I have a mate that currently has a mp153 & we have hammered the magpies & rabbits with trap 7s with his & I have coached a guy that shot skeet with a nice wood stocked mp153 too but picking up empties was the biggest hassle with that.

----------


## kotuku

folks had same problem with my escort magnum on clays but -a bloody kind bloke(grant?????)from waihora gunclub put me on to Barry Foster "Fosters stihl shop" blenheim rd Christchurch- .Now Barry imports Hull DTL100&300 trap ammo and boy does my gun love these.I use one as my 1st round with a std clay rd as second -works every time. now that recipe is for the escort &my old bentley pointer. those rds are doing 1400-1600fps ample to cycle the action.
 however just recently i was at H&F tower junction CHCH and picked up some late model trap ammo for pigeons. loaded a full 8rds into the escort and did a trial run -a single jam about the 5th rd into the sequence. jeez i do love a 12g drum roll occasionally and it does wake the boys up!

----------


## upnorth uplander

> Just bringing this thread back. I went in to the store to look at the Baikal Mp155 and almost bought it. Sent them an email and spoke to them in the week and they said it had no problems cycling lighter loads. When it came to it though and I got in there they said don't buy it if you're intending to practice at the range. It's not guaranteed to cycle  28gr or lighter loads. Read a lot of conflicting reviews, some saying it's ok after 100 rounds of at least 32gr etc. @upnorth_uplander do you have one of these? Ever shot clays with it?

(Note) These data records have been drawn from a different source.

PR #4280, opened 2022-08-22
Use strongly-typed AcctRoot class to internally represent account root ledger objects

scottschurr:

Up to this point the server's internal code has presented every ledger object type to programmers as a

- `std::shared_ptr<STLedgerEntry>` or as a
- `std::shared_ptr<STLedgerEntry const>`.

The choice of representation was based on whether or not the returned object was mutable.

That's fine, and it has gotten us a long way.  But it has some limitations.

The different types of objects in the ledger are in fact, different.  We use the same type, a `std::shared_ptr<STLedgerEntry>`, to represent an account root, a directory node, and a trust line (RippleState).  These things are very different, and programmers think about them them differently.  But we're treating all three of these types (and many more) as identical with the C++ type system.

It doesn't have to be like that, and this pull request is a step along that journey.

### Context of Change

We've been considering ways to have ledger objects take up less space in the ledger.  But many the changes that these space reductions would entail are hard to manage given the ad hoc way that we handle ledger entry objects.  It would be nice to put a uniform face on, say, a `TrustLine`.  Then any funny stuff we do to save space can be hidden behind that uniform face.  We don't have to pollute every individual piece of code that operates on `TrustLine` with the funny stuff.  We can hide any funny stuff behind the uniform face.

So that's the motivation for the change.  But it's not the only benefit.  If an account root has the type `AcctRoot`, and we pass a reference to it, then the receiving end knows at _compile time_ that they got an `AcctRoot`.  As it stands today the receiving end gets a `std::shared_ptr<STLedgerEntry>` which _could_ be an account root or a signer list or a ticket or an escrow or something else altogether.

#### Techniques

To achieve this end we'll use the following techniques:

1. We'll make our `Keylet`s strongly typed.  So each kind of `Keylet` is a distinct type that knows exactly which type it is supposed to retrieve from the ledger at compile time.
2. These strongly typed `Keylet`s will allow the `AppyView` or `ReadView` to know which ledger object type needs to be returned.
3. We'll use templates to reduce the boiler plate involved in making strongly typed `Keylet`s and ledger object types.

#### Steps

This pull request contains early stages toward making all ledger objects strongly typed.  But it does not finish the job.  This pull request has three separate commits, each of which takes us one step along the way:

1. The first commit introduces a base class to `Keylet`.  This gives us a place to put common behavior that is shared between all of the strongly typed `Keylet`s.

2. The second commit renames the `ReadView::read()` method to `ReadView::readSLE()` and `ApplyView::peek()` method to `ApplyView::peekSLE()`.  This rename is propagated to the derived classes as well.  The renamed methods will continue to return serialized ledger entries.  This is in anticipation of having future `read()` and `peek()` methods that return strongly typed objects.

3. The third commit introduces the first strongly typed `Keylet` and its corresponding strongly typed ledger object `AcctRoot`.  The account root was chosen as the first type because it is used a lot and should provide a good test ground for the methodology.

The first two commits allow the transition to using strongly-typed ledger objects to be incremental.  The third commit is just the first of many.  Future commits will convert more ledger objects to be strongly typed.

### Type of Change

## Before / After

Before:
```
std::shared_ptr<SLE const> sleAcct = view.read(keylet::account(acctID));
if (!sleAcct)
    return terNO_ACCOUNT;

SeqProxy const acctSeqProx = SeqProxy::sequence((*sleAccount)[sfSequence]);
```

After:
```
std::optional<AcctRoot> acctRoot = view.read(keylet::account(acctID));
if (!acctRoot)
    return terNO_ACCOUNT;

SeqProxy const acctSeqProx = SeqProxy::sequence(acctRoot->sequence());
```

## Test Plan

I looked at the code coverage of these changes based on existing unit tests.  I was surprised and pleased at how thoroughly these refactoring changes were exercised by pre-existing unit tests.  As a result I felt no inclination to introduce additional tests.  Reviewers may feel differently.

## Future Tasks

These are only the first few steps of this project.  In order to have a coherent code base it will be important to complete the conversion of all other ledger types to strongly typed.  I anticipate that each newly introduced strongly typed ledger object will arrive in a separate pull request.

### DIFF
--- a/src/ripple/app/ledger/impl/LocalTxs.cpp
+++ b/src/ripple/app/ledger/impl/LocalTxs.cpp
@@ -156,7 +156,7 @@ public:
                 return true;
 
             AccountID const acctID = txn.getAccount();
-            auto const sleAcct = view.read(keylet::account(acctID));
+            auto const sleAcct = view.readSLE(keylet::account(acctID));
 
             if (!sleAcct)
                 return false;
--- a/src/ripple/app/ledger/impl/LocalTxs.cpp
+++ b/src/ripple/app/ledger/impl/LocalTxs.cpp
@@ -156,13 +156,12 @@ public:
                 return true;
 
             AccountID const acctID = txn.getAccount();
-            auto const sleAcct = view.readSLE(keylet::account(acctID));
+            auto const acctRoot = view.read(keylet::account(acctID));
 
-            if (!sleAcct)
+            if (!acctRoot)
                 return false;
 
-            SeqProxy const acctSeq =
-                SeqProxy::sequence(sleAcct->getFieldU32(sfSequence));
+            SeqProxy const acctSeq = SeqProxy::sequence(acctRoot->sequence());
             SeqProxy const seqProx = txn.getSeqProxy();
 
             if (seqProx.isSeq())
--- a/src/ripple/app/misc/TxQ.h
+++ b/src/ripple/app/misc/TxQ.h
@@ -306,7 +306,7 @@ public:
 
     /** Return the next sequence that would go in the TxQ for an account. */
     SeqProxy
-    nextQueuableSeq(std::shared_ptr<SLE const> const& sleAccount) const;
+    nextQueuableSeq(std::optional<AcctRootRd const> const& acctRoot) const;
 
     /** Returns fee metrics in reference fee level units.
      */
@@ -363,7 +363,7 @@ private:
     // Implementation for nextQueuableSeq().  The passed lock must be held.
     SeqProxy
     nextQueuableSeqImpl(
-        std::shared_ptr<SLE const> const& sleAccount,
+        std::optional<AcctRootRd const> const& acctRoot,
         std::lock_guard<std::mutex> const&) const;
 
     /**
@@ -812,7 +812,7 @@ private:
         STTx const&,
         ApplyFlags const,
         OpenView const&,
-        std::shared_ptr<SLE const> const& sleAccount,
+        std::optional<AcctRootRd const> const& acctRoot,
         AccountMap::iterator const&,
         std::optional<TxQAccount::TxMap::iterator> const&,
         std::lock_guard<std::mutex> const& lock);
--- a/src/ripple/app/misc/impl/TxQ.cpp
+++ b/src/ripple/app/misc/impl/TxQ.cpp
@@ -742,7 +742,7 @@ TxQ::apply(
     // If the account is not currently in the ledger, don't queue its tx.
     auto const account = (*tx)[sfAccount];
     Keylet const accountKey{keylet::account(account)};
-    auto const sleAccount = view.read(accountKey);
+    auto const sleAccount = view.readSLE(accountKey);
     if (!sleAccount)
         return {terNO_ACCOUNT, false};
 
@@ -1109,7 +1109,7 @@ TxQ::apply(
             // Create the test view from the current view.
             multiTxn.emplace(view, flags);
 
-            auto const sleBump = multiTxn->applyView.peek(accountKey);
+            auto const sleBump = multiTxn->applyView.peekSLE(accountKey);
             if (!sleBump)
                 return {tefINTERNAL, false};
 
@@ -1661,7 +1661,7 @@ TxQ::tryDirectApply(
     beast::Journal j)
 {
     auto const account = (*tx)[sfAccount];
-    auto const sleAccount = view.read(keylet::account(account));
+    auto const sleAccount = view.readSLE(keylet::account(account));
 
     // Don't attempt to direct apply if the account is not in the ledger.
     if (!sleAccount)
@@ -1778,7 +1778,7 @@ TxQ::getTxRequiredFeeAndSeq(
     auto const baseFee = calculateBaseFee(view, *tx);
     auto const fee = FeeMetrics::scaleFeeLevel(snapshot, view);
 
-    auto const sle = view.read(keylet::account(account));
+    auto const sle = view.readSLE(keylet::account(account));
 
     std::uint32_t const accountSeq = sle ? (*sle)[sfSequence] : 0;
     std::uint32_t const availableSeq = nextQueuableSeqImpl(sle, lock).value();
--- a/src/ripple/app/misc/impl/TxQ.cpp
+++ b/src/ripple/app/misc/impl/TxQ.cpp
@@ -374,7 +374,7 @@ TxQ::canBeHeld(
     STTx const& tx,
     ApplyFlags const flags,
     OpenView const& view,
-    std::shared_ptr<SLE const> const& sleAccount,
+    std::optional<AcctRootRd const> const& acctRoot,
     AccountMap::iterator const& accountIter,
     std::optional<TxQAccount::TxMap::iterator> const& replacementIter,
     std::lock_guard<std::mutex> const& lock)
@@ -419,7 +419,7 @@ TxQ::canBeHeld(
         return telCAN_NOT_QUEUE_FULL;
 
     // This is the next queuable sequence-based SeqProxy for the account.
-    SeqProxy const nextQueuable = nextQueuableSeqImpl(sleAccount, lock);
+    SeqProxy const nextQueuable = nextQueuableSeqImpl(acctRoot, lock);
     if (txSeqProx != nextQueuable)
         // The provided transaction does not fill the next open sequence gap.
         return telCAN_NOT_QUEUE_FULL;
@@ -741,13 +741,13 @@ TxQ::apply(
 
     // If the account is not currently in the ledger, don't queue its tx.
     auto const account = (*tx)[sfAccount];
-    Keylet const accountKey{keylet::account(account)};
-    auto const sleAccount = view.readSLE(accountKey);
-    if (!sleAccount)
+    AccountRootKeylet const accountKey{keylet::account(account)};
+    auto const acctRoot = view.read(accountKey);
+    if (!acctRoot)
         return {terNO_ACCOUNT, false};
 
     // If the transaction needs a Ticket is that Ticket in the ledger?
-    SeqProxy const acctSeqProx = SeqProxy::sequence((*sleAccount)[sfSequence]);
+    SeqProxy const acctSeqProx = SeqProxy::sequence(acctRoot->sequence());
     SeqProxy const txSeqProx = tx->getSeqProxy();
     if (txSeqProx.isTicket() &&
         !view.exists(keylet::ticket(account, txSeqProx)))
@@ -961,13 +961,7 @@ TxQ::apply(
             // If the transaction is queueable, create the multiTxn
             // object to hold the info we need to adjust for prior txns.
             TER const ter{canBeHeld(
-                *tx,
-                flags,
-                view,
-                sleAccount,
-                accountIter,
-                replacedTxIter,
-                lock)};
+                *tx, flags, view, acctRoot, accountIter, replacedTxIter, lock)};
             if (!isTesSuccess(ter))
                 return {ter, false};
 
@@ -1018,7 +1012,7 @@ TxQ::apply(
                 // transaction fits in proper sequence order with the
                 // previous transaction or is a ticket.
                 if (txSeqProx.isSeq() &&
-                    nextQueuableSeqImpl(sleAccount, lock) != txSeqProx)
+                    nextQueuableSeqImpl(acctRoot, lock) != txSeqProx)
                     return {telCAN_NOT_QUEUE, false};
             }
 
@@ -1077,7 +1071,7 @@ TxQ::apply(
                 Transactions stuck in the queue are mitigated by
                 LastLedgerSeq and MaybeTx::retriesRemaining.
             */
-            auto const balance = (*sleAccount)[sfBalance].xrp();
+            auto const balance = acctRoot->balance().xrp();
             /* Get the minimum possible account reserve. If it
                is at least 10 * the base fee, and fees exceed
                this amount, the transaction can't be queued.
@@ -1109,8 +1103,8 @@ TxQ::apply(
             // Create the test view from the current view.
             multiTxn.emplace(view, flags);
 
-            auto const sleBump = multiTxn->applyView.peekSLE(accountKey);
-            if (!sleBump)
+            auto acctRootBump = multiTxn->applyView.peek(accountKey);
+            if (!acctRootBump)
                 return {tefINTERNAL, false};
 
             // Subtract the fees and XRP spend from all of the other
@@ -1122,15 +1116,16 @@ TxQ::apply(
                 potentialTotalSpend > XRPAmount{0} ||
                 (potentialTotalSpend == XRPAmount{0} &&
                  multiTxn->applyView.fees().base == 0));
-            sleBump->setFieldAmount(sfBalance, balance - potentialTotalSpend);
+            acctRootBump->setBalance(balance - potentialTotalSpend);
             // The transaction's sequence/ticket will be valid when the other
             // transactions in the queue have been processed. If the tx has a
             // sequence, set the account to match it. If it has a ticket, use
             // the next queueable sequence, which is the closest approximation
             // to the most successful case.
-            sleBump->at(sfSequence) = txSeqProx.isSeq()
-                ? txSeqProx.value()
-                : nextQueuableSeqImpl(sleAccount, lock).value();
+            acctRootBump->setSequence(
+                txSeqProx.isSeq()
+                    ? txSeqProx.value()
+                    : nextQueuableSeqImpl(acctRoot, lock).value());
         }
     }
 
@@ -1208,7 +1203,7 @@ TxQ::apply(
     if (!multiTxn)
     {
         TER const ter{canBeHeld(
-            *tx, flags, view, sleAccount, accountIter, replacedTxIter, lock)};
+            *tx, flags, view, acctRoot, accountIter, replacedTxIter, lock)};
         if (!isTesSuccess(ter))
         {
             // Bail, transaction cannot be held
@@ -1583,10 +1578,10 @@ TxQ::accept(Application& app, OpenView& view)
 //
 // Acquires a lock and calls the implementation.
 SeqProxy
-TxQ::nextQueuableSeq(std::shared_ptr<SLE const> const& sleAccount) const
+TxQ::nextQueuableSeq(std::optional<AcctRootRd const> const& acctRoot) const
 {
     std::lock_guard<std::mutex> lock(mutex_);
-    return nextQueuableSeqImpl(sleAccount, lock);
+    return nextQueuableSeqImpl(acctRoot, lock);
 }
 
 // The goal is to return a SeqProxy for a sequence that will fill the next
@@ -1597,18 +1592,18 @@ TxQ::nextQueuableSeq(std::shared_ptr<SLE const> const& sleAccount) const
 // be found and returned.
 SeqProxy
 TxQ::nextQueuableSeqImpl(
-    std::shared_ptr<SLE const> const& sleAccount,
+    std::optional<AcctRootRd const> const& acctRoot,
     std::lock_guard<std::mutex> const&) const
 {
     // If the account is not in the ledger or a non-account was passed
     // then return zero.  We have no idea.
-    if (!sleAccount || sleAccount->getType() != ltACCOUNT_ROOT)
+    if (!acctRoot)
         return SeqProxy::sequence(0);
 
-    SeqProxy const acctSeqProx = SeqProxy::sequence((*sleAccount)[sfSequence]);
+    SeqProxy const acctSeqProx = SeqProxy::sequence(acctRoot->sequence());
 
     // If the account is not in the queue then acctSeqProx is good enough.
-    auto const accountIter = byAccount_.find((*sleAccount)[sfAccount]);
+    auto const accountIter = byAccount_.find(acctRoot->accountID());
     if (accountIter == byAccount_.end() ||
         accountIter->second.transactions.empty())
         return acctSeqProx;
@@ -1661,13 +1656,13 @@ TxQ::tryDirectApply(
     beast::Journal j)
 {
     auto const account = (*tx)[sfAccount];
-    auto const sleAccount = view.readSLE(keylet::account(account));
+    auto const acctRoot = view.read(keylet::account(account));
 
     // Don't attempt to direct apply if the account is not in the ledger.
-    if (!sleAccount)
+    if (!acctRoot)
         return {};
 
-    SeqProxy const acctSeqProx = SeqProxy::sequence((*sleAccount)[sfSequence]);
+    SeqProxy const acctSeqProx = SeqProxy::sequence(acctRoot->sequence());
     SeqProxy const txSeqProx = tx->getSeqProxy();
 
     // Can only directly apply if the transaction sequence matches the account
@@ -1778,10 +1773,11 @@ TxQ::getTxRequiredFeeAndSeq(
     auto const baseFee = calculateBaseFee(view, *tx);
     auto const fee = FeeMetrics::scaleFeeLevel(snapshot, view);
 
-    auto const sle = view.readSLE(keylet::account(account));
+    auto const acctRoot = view.read(keylet::account(account));
 
-    std::uint32_t const accountSeq = sle ? (*sle)[sfSequence] : 0;
-    std::uint32_t const availableSeq = nextQueuableSeqImpl(sle, lock).value();
+    std::uint32_t const accountSeq = acctRoot ? acctRoot->sequence() : 0;
+    std::uint32_t const availableSeq =
+        nextQueuableSeqImpl(acctRoot, lock).value();
 
     return {mulDiv(fee, baseFee, baseLevel).second, accountSeq, availableSeq};
 }
--- a/src/ripple/app/tx/impl/Payment.cpp
+++ b/src/ripple/app/tx/impl/Payment.cpp
@@ -216,9 +216,9 @@ Payment::preclaim(PreclaimContext const& ctx)
     STAmount const saDstAmount(ctx.tx[sfAmount]);
 
     auto const k = keylet::account(uDstAccountID);
-    auto const sleDst = ctx.view.readSLE(k);
+    auto const acctRootDst = ctx.view.read(k);
 
-    if (!sleDst)
+    if (!acctRootDst)
     {
         // Destination account does not exist.
         if (!saDstAmount.native())
@@ -256,7 +256,7 @@ Payment::preclaim(PreclaimContext const& ctx)
         }
     }
     else if (
-        (sleDst->getFlags() & lsfRequireDestTag) &&
+        acctRootDst->isFlag(lsfRequireDestTag) &&
         !ctx.tx.isFieldPresent(sfDestinationTag))
     {
         // The tag is basically account-specific information we don't
@@ -329,31 +329,35 @@ Payment::doApply()
 
     // Open a ledger for editing.
     auto const k = keylet::account(uDstAccountID);
-    SLE::pointer sleDst = view().peekSLE(k);
+    auto acctRootDst = view().peek(k);
 
-    if (!sleDst)
+    if (!acctRootDst)
     {
         std::uint32_t const seqno{
             view().rules().enabled(featureDeletableAccounts) ? view().seq()
                                                              : 1};
 
         // Create the account.
-        sleDst = std::make_shared<SLE>(k);
+        SLE::pointer sleDst = std::make_shared<SLE>(k);
         sleDst->setAccountID(sfAccount, uDstAccountID);
         sleDst->setFieldU32(sfSequence, seqno);
 
         view().insert(sleDst);
+        acctRootDst = view().peek(k);
+        if (!acctRootDst)
+            // Should never happen.
+            return tefINTERNAL;
     }
     else
     {
         // Tell the engine that we are intending to change the destination
         // account.  The source account gets always charged a fee so it's always
         // marked as modified.
-        view().update(sleDst);
+        view().update(acctRootDst);
     }
 
     // Determine whether the destination requires deposit authorization.
-    bool const reqDepositAuth = sleDst->getFlags() & lsfDepositAuth &&
+    bool const reqDepositAuth = acctRootDst->isFlag(lsfDepositAuth) &&
         view().rules().enabled(featureDepositAuth);
 
     bool const depositPreauth = view().rules().enabled(featureDepositPreauth);
@@ -438,13 +442,13 @@ Payment::doApply()
 
     // Direct XRP payment.
 
-    auto const sleSrc = view().peekSLE(keylet::account(account_));
-    if (!sleSrc)
+    auto acctRootSrc = view().peek(keylet::account(account_));
+    if (!acctRootSrc)
         return tefINTERNAL;
 
     // uOwnerCount is the number of entries in this ledger for this
     // account that require a reserve.
-    auto const uOwnerCount = sleSrc->getFieldU32(sfOwnerCount);
+    auto const uOwnerCount = acctRootSrc->ownerCount();
 
     // This is the total reserve in drops.
     auto const reserve = view().fees().accountReserve(uOwnerCount);
@@ -496,20 +500,19 @@ Payment::doApply()
                 XRPAmount const dstReserve{view().fees().accountReserve(0)};
 
                 if (saDstAmount > dstReserve ||
-                    sleDst->getFieldAmount(sfBalance) > dstReserve)
+                    acctRootDst->balance() > dstReserve)
                     return tecNO_PERMISSION;
             }
         }
     }
 
     // Do the arithmetic for the transfer and make the ledger change.
-    sleSrc->setFieldAmount(sfBalance, mSourceBalance - saDstAmount);
-    sleDst->setFieldAmount(
-        sfBalance, sleDst->getFieldAmount(sfBalance) + saDstAmount);
+    acctRootSrc->setBalance(mSourceBalance - saDstAmount);
+    acctRootDst->setBalance(acctRootDst->balance() + saDstAmount);
 
     // Re-arm the password change fee if we can and need to.
-    if ((sleDst->getFlags() & lsfPasswordSpent))
-        sleDst->clearFlag(lsfPasswordSpent);
+    if (acctRootDst->isFlag(lsfPasswordSpent))
+        acctRootDst->clearFlag(lsfPasswordSpent);
 
     return tesSUCCESS;
 }
--- a/src/ripple/app/tx/impl/Payment.cpp
+++ b/src/ripple/app/tx/impl/Payment.cpp
@@ -353,7 +353,7 @@ Payment::doApply()
         // Tell the engine that we are intending to change the destination
         // account.  The source account gets always charged a fee so it's always
         // marked as modified.
-        view().update(acctRootDst);
+        view().update(*acctRootDst);
     }
 
     // Determine whether the destination requires deposit authorization.
--- a/src/ripple/app/tx/impl/Payment.cpp
+++ b/src/ripple/app/tx/impl/Payment.cpp
@@ -216,7 +216,7 @@ Payment::preclaim(PreclaimContext const& ctx)
     STAmount const saDstAmount(ctx.tx[sfAmount]);
 
     auto const k = keylet::account(uDstAccountID);
-    auto const sleDst = ctx.view.read(k);
+    auto const sleDst = ctx.view.readSLE(k);
 
     if (!sleDst)
     {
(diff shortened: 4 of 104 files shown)


greg7mdp:
I had a quick look at the changes, and I fully agree with the direction they are taking us towards.
One thing that I found immediately surprising was `view.read()` returning `std::optional<AcctRoot>`, which looks like a value, so I wondered if there was any copying?
There is not, because `AcctRoot` is a pointer in disguise, being a `LedgerEntryWrapper` which itself encapsulates a `std::shared_ptr`.
I think developers will have to be aware of that, so I think it would be more straightfworward to have `view.read()` return the `AcctRoot` (instead of `std::optional<AcctRoot>`), and `AcctRoot` could have an operator bool() which would just return `LedgerEntryWrapper::wrapped_::operator bool()`.

src/ripple/protocol/LedgerEntryWrapper.h
```diff
@@ -0,0 +1,194 @@
...
+            return wrapped_;
+    }
+
+    [[nodiscard]] std::shared_ptr<STLedgerEntry> const&
+    slePtr()
+    {
+        static_assert(
+            Writable, "Cannot access non-const SLE of const ledger entry.");
+        return wrapped_;
+    }
```
greg7mdp, line 156: I think it could be problematic to return a `shared_ptr` reference, even `const`, as the pointed to memory could be freed at any time.

scottschurr: This interface is provided to provide compatibility with the pre-existing interfaces that are passed `std::shared_ptr<STLedgerEntry> const&`, for example:

- https://github.com/XRPLF/rippled/pull/4280/files#diff-fd246da4e6e9e21f97f1b825c5144977282f5730efad3856f20e11bf4355d1bbR254 and
- https://github.com/XRPLF/rippled/pull/4280/files#diff-fd246da4e6e9e21f97f1b825c5144977282f5730efad3856f20e11bf4355d1bbR201

So unless we we're motivated to do some messing with the existing machinery, I thing we need to return a `std::shared_ptr<STLedgerEntry> const`.

But I do hear your concerns bout returning a reference to a `std::shard_ptr`.  The lifetime of the reference will only be as long as the `LedgerEntryWrapper` that returns the reference.  If we're sufficiently worried about the safely of this interface we could return a copy of the `std::shared_ptr`.  That would provide the lifetime extension properties of a `shared_ptr`, but also incur the cost of copying the `shared_ptr`.

Do you think we should return a copy of the `shared_ptr`?  Is the added safety worth the cost of the atomic increment and decrement in the control block?  Or do you see another alternative that I missed?

greg7mdp: I honestly don't see why we would pass `std::shared_ptr<STLedgerEntry> const&` to an interface. Passing a raw pointer `STLedgerEntry *` is functionally equivalent, and more versatile in case we happen to have only a raw pointer available.

I also don't like the idea of returning copies of the `std::shared_ptr` because of the cost of doing the memory access to the pointed value to increment (and decrement later) the count, so I would vote for leaving the code as you have it if we can't just use raw pointers when not managing the lifetime of the pointed objects.

scottschurr:
Rebased to 1.10.0-b1.

src/ripple/app/misc/TxQ.h
```diff
@@ -306,7 +306,7 @@ class TxQ
 
     /** Return the next sequence that would go in the TxQ for an account. */
     SeqProxy
-    nextQueuableSeq(std::shared_ptr<SLE const> const& sleAccount) const;
+    nextQueuableSeq(std::optional<AcctRootRd const> const& acctRoot) const;
```
seelabs, line 309: Can we replace the `std::optional` with a `AcctRootRd const&`? I can't imagine it ever makes sense to ask for a queuable seq for a non-existant account root. I understand the old interface took a pointer type - and it probably should not have.

There are other functions that are taking a `optional<AcctRoot...>`, can we audit these as well to see if we can remove the `optional`?

seelabs, line 309: This interface also shows a problem with the implementation of the wrappers. `AcctRootRd` is _really_ just an `AcctRoot` that is `const`, but instead of the standard C++ `AcctRoot const` we need to use a special `AcctRootRd` class, and I guess we may as well mark that `const` too.

I *know* this is a hard problem - I'm not criticizing. I'm fine with the current implementation, although I wish we could solve this in a reasonable way (we did explore a `const_cast` solution at one point, but I understand why we didn't pursue that - that has it's own set of trade-offs).

src/ripple/app/tx/impl/SetTrust.cpp
```diff
@@ -233,8 +233,8 @@ SetTrust::doApply()
         std::uint32_t uHighQualityOut;
         auto const& uLowAccountID = !bHigh ? account_ : uDstAccountID;
         auto const& uHighAccountID = bHigh ? account_ : uDstAccountID;
-        SLE::ref sleLowAccount = !bHigh ? sle : sleDst;
-        SLE::ref sleHighAccount = bHigh ? sle : sleDst;
+        std::optional<AcctRoot>& lowAcctRoot = !bHigh ? acctRoot : destAcctRoot;
+        std::optional<AcctRoot>& highAcctRoot = bHigh ? acctRoot : destAcctRoot;
```
seelabs, line 237: It looks like these can be juse `AccountRoot&`, no `optional` needed.

src/ripple/ledger/View.h
```diff
@@ -246,7 +246,7 @@ areCompatible(
 void
 adjustOwnerCount(
     ApplyView& view,
-    std::shared_ptr<SLE> const& sle,
+    std::optional<AcctRoot>& acctRoot,
```
seelabs, line 249: Can we lose the `optional`?

src/ripple/ledger/View.h
```diff
@@ -330,15 +330,15 @@ trustCreate(
...
-    SLE::ref sleAccount,        // --> the account being set.
-    const bool bAuth,           // --> authorize account.
-    const bool bNoRipple,       // --> others cannot ripple through
-    const bool bFreeze,         // --> funds cannot leave
-    STAmount const& saBalance,  // --> balance of account being set.
-                                // Issuer should be noAccount()
-    STAmount const& saLimit,    // --> limit for account being set.
-                                // Issuer should be the account being set.
+    uint256 const& uIndex,              // --> ripple state entry
+    std::optional<AcctRoot>& acctRoot,  // --> the account being set.
```
seelabs, line 334: Can we lose the `optional`?

src/ripple/protocol/AcctRoot.h
```diff
@@ -0,0 +1,377 @@
...
+    }
+
+    [[nodiscard]] std::optional<AccountID>
+    regularKey() const
+    {
+        return wrapped_->at(~sfRegularKey);
+    }
+
+    void
+    setRegularKey(AccountID const& newRegKey)
```
seelabs, line 176: Can we add a `requires Writable` and lose the `static_assert` (here and all the other non-const functions)? I think this is cleaner:
```
    void
    setRegularKey(AccountID const& newRegKey)
        requires Writable
    {
        this->setOptional(sfRegularKey, newRegKey);
    }
```

src/ripple/protocol/AcctRoot.h
```diff
@@ -0,0 +1,377 @@
...
+        this->setOptional(sfBurnedNFTokens, newBurnedCount);
+    }
+};
+
+using AcctRootRd = AcctRootImpl<false>;
+using AcctRoot = AcctRootImpl<true>;
+
+// clang-format off
+#ifndef __INTELLISENSE__
+static_assert(not std::is_default_constructible_v<AcctRootRd>);
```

i have the MP153 @Dogroll, had no issues with light loads. I would have shot hundreds of 28gram loads with it.

----------


## Dogroll

Well bought it and tried Falcon v3 (28gr, 1350). Wouldn't cycle. The bolt only seemed to get 3/4s of the way back and didn't eject the shell. Bought some Inox and stripped it again and worked the action a few hundred times. Got some heavier cartridges to run through it and then I'll give it another go.

----------


## kawhia

had one years ago, it also jammed on trap loads until I put some heavy loads through it.
I reckon they are good value as a goose gun with the 3.5 inch and gas system, they come in camo now too.
the stock wasn't a great fit for me though and the weight of them was noticeable for a walk round gun.

----------


## Dogroll

The MP155 seems much lighter and as a lefty it's one of the few options out there. Reduced bag limits/season/access etc mean I'd be happy to spend the money on something a bit more upmarket, but the return is uncertain.  :Grin:

----------


## C404

Stick with it Dogroll, burn a few boxes of some heavy loads through it and it should come right!
FWIW I tried changing the gas settings from factory a few times and always ended up going back to the original setting.

----------